The command stated below can be used to capture only the packets that use a specified protocol:

$ sudo tcpdump –c 3 –i enp0s3 udp

This command will capture three UDP packets from the specified interface, as shown in the following image. You can use the same command while replacing “udp” with “tcp” to capture the TCP packets.

Example # 12: Capture Packets Only from a Specific Port using TCPDUMP:

If you want to capture the packets only from a specific port, then you will have to run the command shown below.

$ sudo tcpdump –c 1 –i enp0s3 port 29915

Here, you can replace “29915” with the port number of the port whose packets you wish to capture.

This command will take some time to execute, after which you will be able to see the packets captured from the specified port.

Example # 13: Capture Packets from the Source IP Address using TCPDUMP:

To capture the packets from the source IP address, you will have to run the following command:

$ sudo tcpdump –c 3 –i enp0s3 src 10.0.2.15

You can replace “10.0.2.15” with your particular source IP address.

Again, this command will take some time to finish its execution, after which you will be able to see the captured packets from the source IP address.

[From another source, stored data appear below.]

PR #56, opened 2016-10-11
Theming v2

mxstbr:
This currently adds a (completely detached) `ThemeProvider` component and removes `theme.update`. (as per @gaearon's suggestion)

Discuss!

### DIFF
--- a/src/index.js
+++ b/src/index.js
@@ -8,7 +8,8 @@ import toggle from './constructors/toggle'
 import styled from './constructors/styled'
 import injectGlobal from './constructors/injectGlobal'
 import keyframes from './constructors/keyframes'
+import ThemeProvider from './models/ThemeProvider'
 
-export { css, toggle, injectGlobal, keyframes }
+export { css, toggle, injectGlobal, keyframes, ThemeProvider }
 
 export default styled
--- a/src/models/StyledComponent.js
+++ b/src/models/StyledComponent.js
@@ -25,23 +25,13 @@ const createStyledComponent = (target: Target, rules: RuleSet) => {
     static rules: RuleSet
     static target: Target
 
-    getChildContext() {
-      return { theme: this.theme }
-    }
-
     componentWillMount() {
       this.componentWillReceiveProps(this.props, this.context)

Example # 14: Capture Packets from the Destination IP Address using TCPDUMP:

Finally, you can also capture packets from the destination IP address by running the command shown below:

$ sudo tcpdump –c 3 –i enp0s3 dst 192.168.10.1

Here, you can replace “192.168.10.1” with the particular destination IP address whose packets you want to capture.

After some time, this command will display the captured packets from the destination IP address.

Conclusion

This tutorial guided you on the usage of the TCPDUMP tool on a Linux Mint 20.3 system. By going through the examples shared in this tutorial, you will at least learn the basic usage of this extremely helpful utility.